Leo began to say something, then stopped himself. George looked from his brother to me and back, a Cohiba chafing against his still-dark moustache.
“Anything here I should know about, lads?” he said. We both ignored him.
“It wasn’t just you at breakfast with Vincent Tyrell, was it Leo? Miranda Hart was there too.”
Again Leo went to speak, but stopped himself.
“That’s why I’m here, is it? In case the inconvenient deaths of three people get in the way of a fucking horse race?”
“And if you go blundering about down there, you could fuck up quite a few fucking horse races, Ed Loy: the last thing we need is the Tyrell horses being withdrawn because their trainer is up on a charge, Bottle of Red in particular,” George barked from a blue cloud of cigar smoke.
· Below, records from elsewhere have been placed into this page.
PR #58, opened 2026-04-16
Use ephemeral Nostr keys for kind 44114/34113 events

rinat-enikeev:
Group-broadcast (44114) and inbox (34113) events were signed with the device's long-term secp256k1 identity. Because the hidden topic/inbox tags on these kinds are stable per group / recipient, a relay could cluster co-signing authors into a co-membership graph even though the group_id and sender stayed encrypted. This broke the SEP guarantee that co-membership is not derivable from transport metadata.

Switch both clients to generate a fresh 32-byte secp256k1 secret per 44114/34113 event, derive its x-only pubkey, and sign the NIP-01 event ID with it. The secret is never persisted. Inner authenticity is still proven by the BLS12-381 `senderBlsPubkey` inside the encrypted wrapper, checked against the MLS roster. Kind 24242 (Blossom uploads) keeps the long-term key because the Blossom server needs a stable authorized identity for quota enforcement.

Implementation

  * Add RustBackedNostrSigner.ephemeral() to kotlin-mls and swift-mls (CSPRNG-backed 32-byte secret wrappers; Rust FFI already accepted arbitrary secrets, no Rust changes needed).
  * Extend NostrEventBuilder.build / NostrEvent.build with an optional `ephemeralSigner` parameter. When provided, its pubkey + signature replace the KeyManager identity. Otherwise behavior is unchanged.
  * Thread the new parameter through every 44114/34113 callsite in NostrMessageTransport, InvitationTransport, GroupListViewModel (Android), and StellarChatApp (iOS).

Receive-side fix (not in the original design, caught during audit)

  Ephemeral outer keys make event.pubkey meaningless as a sender
  identity. Callers that compared event.pubkey to the local Nostr
  pubkey would compute isMine = false for every message, and contact
  alias / rate-limit lookups keyed on event.pubkey would miss.

  * Reshape transport callbacks to pass the BLS pubkey hex (stable identity from the decrypted wrapper) as the sender identity. Dropped the redundant senderBlsPubkeyHex parameter from onProtocolMessage now that senderPubkey carries the same value.
  * Update ChatMessage.senderPubkey producers (both receive-side and optimistic-UI send paths) to store BLS hex. Update isMine checks, salt-request rate-limit keys, and removal-notice displayName lookups accordingly.
  * GroupInfoScreen was already keying aliases by BLS hex; ContactsScreen builds its contact list from msg.senderPubkey, so switching the message field to BLS hex aligns both code paths on the same key.

Spec

  docs/nip-private-group-transport.md gains an "Outer Event Identity"
  normative section requiring ephemeral outer keys for 44114/34113 and
  documenting the 24242 carve-out. The "stable device keys increase
  sender linkability" bullet in Security Considerations is replaced
  with the stronger requirement and a note that receivers MUST NOT use
  the outer pubkey for identity, display, rate-limiting, or replay.

Tests

  * swift-mls: ephemeralNostrSignersAreUniqueAndProduceValidKeys verifies two ephemeral signers produce distinct 32-byte pubkeys.
  * iOS NostrEventTests.ephemeralSignerUniqueness verifies two events built with RustBackedNostrSigner.ephemeral() have distinct pubkeys and IDs for identical content, verifyEventID() still passes, and neither pubkey matches the device's long-term identity key.

Risks

  * Relay rate-limiting by pubkey: a fresh pubkey per event may look like many distinct users to a relay and trip per-author throttles. Needs a smoke test against the production relay set; fallback would be per-session ephemeral (not per-event) for 44114. Kind 34113 volume is too low to matter.
  * Migration: existing persisted ChatMessage.senderPubkey rows keep the old long-term Nostr hex. isMine on those rows is already persisted so display stays correct; contact aliases set before the upgrade remain reachable only until the sender posts a new message and the map entry migrates naturally to BLS hex.

docs: postmortem for co-membership leak via stable outer Nostr keys

Captures the incident that motivated commit 0d6d041: the NIP framed stable outer keys on kinds 44114/34113 as a usability trade-off, but combined with the stable hidden topic/inbox tags on those same kinds the result was a direct violation of SEP's "cannot determine who is in the same group" guarantee. Documents the framing failure, the fix, and the receive-side identity coupling that would have shipped broken if the plan had only covered the send path.

### DIFF
--- a/clients/android/StellarChat/app/src/androidTest/java/chat/onym/android/EphemeralNostrSignerTests.kt
+++ b/clients/android/StellarChat/app/src/androidTest/java/chat/onym/android/EphemeralNostrSignerTests.kt
@@ -1,0 +1,44 @@
+package chat.onym.android
+
+import androidx.test.ext.junit.runners.AndroidJUnit4
+import com.stellarmls.mls.RustBackedNostrSigner
+import org.junit.Assert.assertEquals
+import org.junit.Assert.assertFalse
+import org.junit.Test
+import org.junit.runner.RunWith
+
+/**
+ * Mirrors swift-mls' ephemeralNostrSignersAreUniqueAndProduceValidKeys and
+ * rustBackedNostrSignerProducesValidSizedOutputs. Must run instrumented because
+ * the signer bottoms out in the Rust JNI (`nostrDerivePublicKey` /
+ * `nostrSignEventId`) shipped as .so files.
+ */
+@RunWith(AndroidJUnit4::class)
+class EphemeralNostrSignerTests {
+
+    @Test
+    fun ephemeralSignersProduceDistinctPublicKeys() {
+        val a = RustBackedNostrSigner.ephemeral()
+        val b = RustBackedNostrSigner.ephemeral()
+
+        val pubA = a.publicKey()
+        val pubB = b.publicKey()
+
+        assertEquals(32, pubA.size)
+        assertEquals(32, pubB.size)
+        assertFalse(
+            "Two ephemeral signers must not produce the same pubkey",
+            pubA.contentEquals(pubB)
+        )
+    }
+
+    @Test
+    fun ephemeralSignerSignsEventIdWithSchnorrSignature() {
+        val signer = RustBackedNostrSigner.ephemeral()
+        val eventId = ByteArray(32) { i -> i.toByte() }
+
+        val signature = signer.signEventId(eventId)
+
+        assertEquals(64, signature.size)
+    }
+}
--- a/clients/android/StellarChat/app/src/main/java/chat/onym/android/crypto/NostrEventBuilder.kt
+++ b/clients/android/StellarChat/app/src/main/java/chat/onym/android/crypto/NostrEventBuilder.kt
@@ -1,6 +1,7 @@
 package chat.onym.android.crypto
 
 import chat.onym.android.model.toHex
+import com.stellarmls.mls.RustBackedNostrSigner
 import org.json.JSONArray
 import java.security.MessageDigest
 
@@ -51,14 +52,20 @@ data class NostrEvent(
 
 object NostrEventBuilder {
     /** Build a NIP-01 event with computed ID and real Schnorr signature.
-     *  Appends an app-specific `["ms", "<unix_ms>"]` tag for sub-second ordering. */
+     *  Appends an app-specific `["ms", "<unix_ms>"]` tag for sub-second ordering.
+     *
+     *  When [ephemeralSigner] is non-null, the outer pubkey and Schnorr signature come
+     *  from that per-event key instead of the device identity. Used for kinds 44114/34113
+     *  to prevent relays from clustering co-membership via stable sender pubkeys —
+     *  inner sender authentication is proven by BLS inside ciphertext. */
     fun build(
         kind: Int,
         tags: List<List<String>>,
         content: String,
-        keyManager: KeyManager
+        keyManager: KeyManager,
+        ephemeralSigner: RustBackedNostrSigner? = null
     ): NostrEvent {
-        val pubkeyHex = keyManager.publicKeyHex
+        val pubkeyHex = ephemeralSigner?.publicKey()?.toHex() ?: keyManager.publicKeyHex
         val unixMs = System.currentTimeMillis()
         val createdAt = unixMs / 1000
 
@@ -79,7 +86,7 @@ object NostrEventBuilder {
         val eventIDHex = hash.toHex()
 
         // Real secp256k1 Schnorr signature via Rust FFI
-        val signature = keyManager.signEventID(hash)
+        val signature = ephemeralSigner?.signEventId(hash) ?: keyManager.signEventID(hash)
         val sigHex = signature.toHex()
 
         return NostrEvent(
--- a/clients/android/StellarChat/app/src/main/java/chat/onym/android/nostr/InvitationTransport.kt
+++ b/clients/android/StellarChat/app/src/main/java/chat/onym/android/nostr/InvitationTransport.kt
@@ -6,6 +6,7 @@ import chat.onym.android.crypto.NostrEvent
 import chat.onym.android.crypto.NostrEventBuilder
 import chat.onym.android.model.BootstrapPayload
 import chat.onym.android.model.PendingInvitation
+import com.stellarmls.mls.RustBackedNostrSigner
 import kotlinx.coroutines.CoroutineScope
 import kotlinx.coroutines.Dispatchers
 import kotlinx.coroutines.Job
@@ -146,7 +147,8 @@ class InvitationTransport(private val keyManager: KeyManager) {
             kind = PRIMARY_KIND,
             tags = tags,
             content = contentBase64,
-            keyManager = keyManager
+            keyManager = keyManager,
+            ephemeralSigner = RustBackedNostrSigner.ephemeral()
         )
 
         check(connections.isNotEmpty()) { "No relay connections available for sendInvitation" }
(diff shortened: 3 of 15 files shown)


ux-onym (approved):
## Review: Ephemeral Nostr keys for kind 44114/34113

Strong security fix. The analysis is correct: stable outer keys + stable hidden tags = co-membership graph for any relay operator. The fix is well-scoped, the receive-side identity migration was a critical catch, and the postmortem is one of the better ones I've read.

Approving — the items below are suggestions, not blockers.

---

### 1. No Android unit test for ephemeral signer

swift-mls gets `ephemeralNostrSignersAreUniqueAndProduceValidKeys` and iOS gets `NostrEventTests.ephemeralSignerUniqueness`, but kotlin-mls has no corresponding test for `RustBackedNostrSigner.ephemeral()`. Worth adding a JUnit test that mirrors the Swift one — verifies two ephemeral signers produce distinct 32-byte pubkeys and that `signEventId` returns a 64-byte signature.

### 2. iOS `onProtocolMessage` still exposes the full `NostrEvent`

The PR description says "Dropped the redundant `senderBlsPubkeyHex` parameter from `onProtocolMessage`" — but that only happened on Android. On iOS, the callback is `((String, String, NostrEvent, String?) -> Void)?`, which still hands the consumer the entire event (including `event.pubkey`). This means a future consumer can accidentally reach for `event.pubkey` instead of `senderBlsPubkeyHex`.

This isn't wrong today — `StellarChatApp.setupProtocolHandler()` was correctly updated to use `senderBlsPubkeyHex` for rate-limit keys and remover display names — but Android's approach (passing only `eventID: String` instead of the full event) is more robust against future misuse. Consider either narrowing the iOS callback or adding a `// MUST NOT use event.pubkey as sender identity` comment next to the closure parameter.

### 3. Repeated hex conversion pattern on iOS

The expression `blsPubkey.map { String(format: "%02x", $0) }.joined()` appears 6+ times in `StellarChatApp.swift` and 2 times in `NostrMessageTransport.swift`. Android already has a `ByteArray.toHex()` extension. A matching `Data.hexString` extension on iOS would reduce repetition and the risk of a copy-paste divergence (e.g., someone using `%02X` uppercase in one spot).

### 4. `myBlsHex` recomputed per-message in receive handlers

In `setupChatHandler()` and the image handler:
```swift
let myBlsHex = (try? self.keyManager.blsPublicKey).map { $0.map { String(format: "%02x", $0) }.joined() } ?? ""
```
This runs on every received message. The BLS pubkey doesn't change at runtime — it could be a lazy property on `AppState`. Not a performance issue (it's just a scalar multiply), but it would also remove the `try?` suppression that silently turns a key-derivation failure into `isMine = false` for all messages.

### 5. Empty-string fallback on BLS extraction failure

Android's protocol message handler:
```kotlin
val senderBlsHex = try { Base64.decode(blsPubkeyB64, NO_WRAP).toHex() } catch (_: Exception) { "" }
```
If the Base64 decode fails, the rate-limit key becomes `":epoch"`, collapsing all error-case senders into one bucket. Same pattern on iOS with `?? ""`. This is fine since BLS extraction shouldn't fail on well-formed messages, but a debug log on the failure branch would help if it ever does.

### 6. Postmortem references commit `0d6d041`

The postmortem says "Resolved — commit `0d6d041`" and "See commit `0d6d041`", but the branch HEAD is `b36c9dd`. If the branch was rebased/squashed after writing the postmortem, the reference should be updated so it stays useful as a historical record.

### 7. Secp256k1 scalar validity — negligible but worth noting

`SecureRandom().nextBytes(secret)` / `SecRandomCopyBytes` produce uniform 32 bytes. Not all 32-byte values are valid secp256k1 scalars (must be 1 ≤ k < n where n ≈ 2^256 − 4.3×10^38). The probability of generating an out-of-range value is ~2^-128, and the Rust FFI should reject it, but it might be worth either (a) adding a comment documenting why this is safe or (b) adding a retry loop for completeness.

---

### Summary

The core design is sound: per-event ephemeral keys for 44114/34113, stable key only for 24242, BLS as the canonical sender identity. The receive-side migration is thorough and the spec update aligns the NIP with SEP. The postmortem is genuinely useful. Nice work.

ux-onym (approved):
## Security Review: Ephemeral Nostr Keys for kind 44114/34113

**Verdict: Approve** — this is a well-executed fix for a real privacy vulnerability. The co-membership leak via stable outer pubkeys is a direct violation of SEP's core guarantee, and the ephemeral key approach is the right solution.

### What's done well

- **Correct threat model.** The outer Nostr event was never the authentication layer — BLS12-381 `senderBlsPubkey` inside the encrypted wrapper, verified against the MLS roster, is the real sender check. Switching the outer key to ephemeral doesn't weaken authentication; it removes a metadata leak.
- **Both CSPRNGs are correct.** `java.security.SecureRandom` (Android) and `SecRandomCopyBytes` (iOS) are the platform-blessed cryptographic random sources. No issues here.
- **Receive-side was correctly migrated.** All identity paths (`isMine`, `senderPubkey` in `ChatMessage`, salt-request rate-limit keys, removal-notice `displayName`, contact alias lookups) now use BLS pubkey hex instead of `event.pubkey`. I confirmed zero remaining `event.pubkey` references in 44114/34113 receive paths on both platforms.
- **`onCallSignal` is correct.** Both platforms already pass the BLS pubkey (from the decrypted wrapper) to the call signal callback, not the outer event key.
- **Kind 24242 carve-out is sound.** Blossom uploads need a stable identity for server-side quota enforcement and don't participate in the co-membership concern.
- **Tests verify the right properties.** Pubkey uniqueness per event, non-correlation with device key, and event ID integrity are all checked.

### Security observations (non-blocking, for follow-up)

**1. Ephemeral secret key material is not zeroed after use (all three layers).**

- **Kotlin:** `ByteArray` in `RustBackedNostrSigner` lives on the JVM heap until GC. No `close()`/`Closeable` to zero it.
- **Swift:** `public let secretKey: Data` stays in memory until deallocation. No explicit wipe in `deinit` (struct, so no `deinit`).
- **Rust FFI:** `k256` is included without the `zeroize` feature (`Cargo.toml` shows `k256 = { version = "0.13", features = ["schnorr"] }`). While `k256`'s `SigningKey` zeros its own internals on drop, the caller's `[u8; 32]` stack copy is not wiped.

For single-use ephemeral keys with sub-second lifetime this is low practical risk, but for defense-in-depth consider:
- Kotlin: `fun close() { secretKey.fill(0) }` (implement `Closeable`)
- Swift: zero the buffer in a `defer` inside `ephemeral()` after init, or at minimum make `secretKey` non-public
- Rust: add `features = ["schnorr", "zeroize"]` to the `k256` dep, and `sk_arr.zeroize()` after signing

**2. Swift `secretKey` is `public let` — callers can read the raw secret.**

This predates this PR, but with ephemeral signers being created at every callsite, the surface for accidental secret leakage (logging, serialization) is larger. Consider making it `private` or `internal`.

**3. Relay rate-limiting (acknowledged in PR).**

Per-event ephemeral keys mean a single sender looks like N distinct authors to the relay. This is called out in the PR description and postmortem — just confirming it should be smoke-tested against the production relay set before shipping widely. Per-session ephemeral keys would be a reasonable fallback for kind 44114 if throttling occurs.

### Spec consistency

The NIP's new "Outer Event Identity" normative section and the revised Security Considerations are now internally consistent with the SEP privacy guarantee. The postmortem is thorough and honest about the framing failure.

### Minor nit

Branch name `rinat/ephemerial` has a typo ("ephemerial" → "ephemeral"). Cosmetic only.

---

Overall this is a clean, well-reasoned security fix with thorough receive-side coverage. The secret-zeroing items above are worth a follow-up but don't block merge.

rinat-enikeev:
release-agent pushed v1.2.14 — GitHub Actions will build and publish.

A descant of coughing followed; Leo winced and flapped a hand in front of his face.
“Fair enough,” I said. “Is that what you’re telling me, that F.X. Tyrell is the killer?”
“That’s just a for instance,” George spluttered.
“Well, here’s another: the killer takes F.X. Tyrell out. Maybe he already has. Same result to you: no Tyrell horse at the races.”
George sat still, his black eyes vanishing into his clenched fist of a face.
“I don’t think it was Jack Proby you were talking to at all,” I said. “I think it was either Miranda Hart, or Gerald Stenson.”
George’s face didn’t flicker. Leo on the other hand, finally spoke.
“I thought I knew what was going on there, but I don’t. Your woman’s a lying cunt, every disrespect, she’s a whore and a pig and she always will be, right?”